Although the research using CFD simulations to investigate the wind fields in complex terrain has been increasing, studies of the wind field characteristics in mining areas using high-precision digital elevation model (DEM) information are very rare. Considering the advantage of CFD simulation in capturing the three-dimensional flow field pattern, this study adopted CFD simulation using the RANS turbulence model to analyze the wind field characteristics in Xinxing Coal Mine area in Wuhai, Inner Mongolia, China, based on open source software OpenFOAM (Menter et al., 2001). The field test results at several observation points were adopted for validating the numerical results. The wind field characteristics within the mine area for different wind directions were simulated. The distributions of mean wind speed and turbulence kinetic energy in different horizontal and vertical planes were analyzed. The influence of the surrounding mountains on the wind field in the mine area was also analyzed. The results of this study can provide a basis for taking measures to prevent and control the local strong winds and sand-dust movement in the mining area.

2 Overview of the study area

Wuhai City (39°09′00″-39°31′12″N, 103°21′36″-107°03′00″E), Inner Mongolia is located in the arid region of northwestern China. It borders the west of the Ordos Plateau, the southeastern boundary of the Ulan Buh desert, the Alashan League and the Ikezhao city. It is an emerging industrial city in Inner Mongolia and one of the important cities in Yellow River Economic Belt (Hu, 2020). The climate in Wuhai is arid year-round, with little precipitation.
As shown in Fig. 1, the study area is located in Xinxing Coal Mine in Wuhai, Inner Mongolia, which is an open pit mine with a length (L) of 3 km in the east-west direction and a width (W) of 3.6 km in the north-south direction. Thus, the total area is about 10.6 km2. The maximum altitude difference (H) is about 320 m across the whole area. The lowest point of Xinxing Coal Mine in the height dimension is defined as Z=0. There are several important functional areas around Xinxing Coal Mine, including the coal transportation road (No. 1), large pit (No. 2), coal gangue area (No. 3), coal storage yard (No. 4) and spoil area (No. 5). The characteristics of the underlying surface and locations from the lowest point are described in Table 1. There are also several characteristic functional locations in Xinxing Coal Mine, labeled I, II and III in Fig. 1. I is a large-scale pit in the central part of the mine that is near the coal storage site; II is a hill surrounded by small pits in the northern part of the mine; and III is a flat office area.
Table 1 Description of important functional areas in Xinxing Coal Mine
No. Functional area Underlying surface characteristics Elevations relative to the lowest point (Z=0)
1 Coal transportation road Vegetation cover low to medium, sub-clay, wet Z1=120 m
2 Large pit Breccia crust, dry Z2=60 m
3 Coal gangue area Gravel, dry Z3=131 m
4 Coal storage yard Round gravel, wet Z4=152 m
5 Spoil area Rock block, dry Z5=148 m
Fig. 1 Geographical location of the study area

Note: L is the east-west length and W is the north-south length.

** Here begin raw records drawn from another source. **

Issue #244, opened 2024-11-15
Audit errno (ab)uses


evelikov:
As mentioned in https://github.com/kmod-project/kmod/pull/240 there are places were we set errno only to never check it. Glancing around we also have instances that set it, where it can be returned directly via the function.

So let try to:
 - list all instances which set errno
 - remove instances which are not used by libkmod nor libc
 - use a simpler way to propagate the error, if available

PR #346, opened 2025-05-10
Reduce strerror and errno usage

evelikov:
Originally inspired by https://github.com/kmod-project/kmod/issues/244, with some commit (fragments) from https://github.com/kmod-project/kmod/pull/336 and https://github.com/kmod-project/kmod/pull/343

Tl:Dr: we no longer manually set `errno` but propagate the error code manually, iff needed. In addition most (but not all) of our `strerror()` usage is replaced by `%m`.

As a nice side-effect the size of libkmod.so (should also be applicable for the tools) has decreased:

 116099    2224       8  118331   1ce3b before//libkmod.so
 115685    2224       8  117917   1cc9d after/libkmod.so

NOTE: the PR also includes a few related bug fixes of varying severity. Happy to flesh them out into separate PR/PRs if that helps.

### DIFF
--- a/libkmod/libkmod-builtin.c
+++ b/libkmod/libkmod-builtin.c
@@ -90,7 +90,7 @@ static ssize_t get_strings(struct kmod_builtin_info *info, const char *modname,
 		if (n == -1) {
 			if (!feof(info->fp)) {
 				count = -errno;
-				ERR(info->ctx, "get_string: %s\n", strerror(errno));
+				ERR(info->ctx, "get_string: %m\n");
 			}
 			break;
 		}
@@ -182,7 +182,7 @@ ssize_t kmod_builtin_get_modinfo(struct kmod_ctx *ctx, const char *modname,
 		*modinfo = strbuf_to_vector(&buf, (size_t)count);
 		if (*modinfo == NULL) {
 			count = -errno;
-			ERR(ctx, "strbuf_to_vector: %s\n", strerror(errno));
+			ERR(ctx, "strbuf_to_vector: %m\n");
 		}
 	}
 
--- a/libkmod/libkmod-builtin.c
+++ b/libkmod/libkmod-builtin.c
@@ -62,19 +62,6 @@ static void kmod_builtin_info_release(struct kmod_builtin_info *info)
 	fclose(info->fp);
 }
 
-static ssize_t get_string(struct kmod_builtin_info *info)
-{
-	ssize_t len;
-
-	len = getdelim(&info->buf, &info->bufsz, '\0', info->fp);
-	if (len > 0 && info->buf[len] != '\0') {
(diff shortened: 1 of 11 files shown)


libkmod/libkmod-builtin.c
```diff
@@ -33,29 +33,27 @@ struct kmod_builtin_info {
...
 {
 	char path[PATH_MAX];
 	FILE *fp = NULL;
 	const char *dirname = kmod_get_dirname(ctx);
 	size_t len = strlen(dirname);
 
-	if ((len + 1 + strlen(MODULES_BUILTIN_MODINFO) + 1) >= sizeof(path)) {
-		errno = ENAMETOOLONG;
+	if ((len + 1 + strlen(MODULES_BUILTIN_MODINFO) + 1) >= sizeof(path))
 		return false;
```
stoeckmann, line 44: Since return value is changed from bool to int, this should be `return -ENAMETOOLONG;`

testsuite/init_module.c
```diff
@@ -234,17 +234,24 @@ long init_module(void *mem, unsigned long len, const char *args)
...
+	}
 
 	err = kmod_elf_get_section(elf, ".gnu.linkonce.this_module", &off, &bufsize);
 	buf = (const char *)kmod_elf_get_memory(elf) + off;
 	kmod_elf_unref(elf);
 
 	/* We couldn't parse the ELF file. Just exit as if it was successful */
 	if (err < 0)
-		return 0;
+		return -1;
```
stoeckmann, line 254: If we really want to return an error now (which I don't mind), the comment has to be adjusted or removed.

stoeckmann (changes requested):

libkmod/libkmod-file.c
```diff
@@ -58,57 +58,54 @@ static const struct comp_type {
...
 	file = calloc(1, sizeof(struct kmod_file));
 	if (file == NULL)
-		return NULL;
+		return -ENOMEM;
 
 	file->fd = open(filename, O_RDONLY | O_CLOEXEC);
 	if (file->fd < 0) {
 		free(file);
-		return NULL;
+		return -ENOMEM;
```
lucasdemarchi, line 96: ENOMEM here doesn't feel right. However using the errno from open() after the free() is also invalid. Options:  a) add a local saved_errno in the error path so you can return it; b) annotate file with _cleanup_free_, and assign it to NULL after setting *out_file.  Approach (b) would allow to remove one more free() call in the error path.

lucasdemarchi: > Not sure I follow - why is it invalid? The free() call should never alter errno... does it?

humn.. true

> Either way, option b) applied. Thanks for the review.

thanks

lucasdemarchi:
Applied, thanks.

PR #348, opened 2025-05-16
libkmod: Fix dependency count in kmod_module_parse_depline()

ytcoode:
The variable n is intended to track the number of dependencies for mod. However, it is only initialized and not incremented during dependency parsing.

Fix it.


lucasdemarchi:
Fixes: be728dd34718 ("libkmod: Simplify module dependency parsing")


Applied, thanks.

stoeckmann:
Thanks for spotting and fixing it!

PR #353, opened 2025-05-19
Modprobe from any for --show-{modversions,exports}

evelikov:
In the odd case of using --show/dump-modversions or --show-exports, I regularly get irked that they take only the full module path.

This PR fixes that, admittedly with zero testing, man/shell-completion updates... Looking at which, it seems like we never added `--show-exports` into the man page - I'm guessing that was not intentional?

If people are on board with the idea I will polish and resubmit. As always - name suggestions (see the helper functions within) are greatly appreciated.

### DIFF
--- a/tools/modprobe.c
+++ b/tools/modprobe.c
@@ -221,20 +221,15 @@ static int module_new_from_any(struct kmod_ctx *ctx, const char *module,
 	return 0;
 }
 
-static int show_modversions(struct kmod_ctx *ctx, const char *filename)
+static int print_modversions(const struct kmod_module *mod)
 {
 	struct kmod_list *l, *list = NULL;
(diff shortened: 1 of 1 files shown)


tools/modprobe.c
```diff
@@ -273,10 +265,32 @@ static int show_exports(struct kmod_ctx *ctx, const char *filename)
...
+	} else {
+		kmod_list_foreach(l, list) {
+			mod = kmod_module_get_module(l);
+			err = print_exports(mod);
+			kmod_module_unref(mod);
+		}
+		kmod_module_unref_list(list);
+	}
+	return err;
+
```
lucasdemarchi, line 307: something wrong here...

PR #354, opened 2025-05-24
Make use of streq/strstartswith and strlen(string-literal)

evelikov:
Does exactly what it says on the tin.

Any `strncmp()` and `memcmp()` instances using a non-literal have not be converted to `strstartswith()` to avoid introducing (albeit negligible) perf changes.


lucasdemarchi:
Applied, thanks.

PR #355, opened 2025-05-24
Test wrapper nitpicks

evelikov:
While looking at re-enabling the tests on 32bit Arch a few nits picks stood up. Namely the 3 LD_PRELOAD libraries are fairly inconsistent around their dlsym handling.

Figure 2 shows the topographic characteristics around Xinxing Coal Mine with a surrounding area of 350 km2 which is indicated by a yellow box. Considering that the topographic characteristics around the mining area in different wind directions are different, 12 sectors indicated by north (N), north-northeast (NNE), east-northeast (ENE), east (E), east-southeast (ESE), south-southeast (SSE), south (S), south-southwest (SSW), west-south west (WSW), west (W), west-northwest (WNW) and north-northwest (NNW) were considered in this study. The corresponding aerody namic roughness length z0 in each sector can be calculated based on the Smith-Carson equation as follows (Smith and Carson, 1977):
${{z}_{0}}=0.2\times \frac{{{(\text{ }\!\!\Delta\!\!\text{ }H)}^{2}}}{{{L}_{0}}}$
Fig. 2 Topographic characteristics around the Xinxing Coal Mine and aerodynamic roughness length z0
where△H is the topographic altitude difference within 16 km2, and L0 is a length parameter related to terrain (Li et al., 2006). According to the relief degree of the land surface around the study area, the terrain grade was divided into medium relief and mountain relief, and the value of L0 is 10 km. The aerodynamic roughness length z0 in the above sectors are denoted in Fig. 2.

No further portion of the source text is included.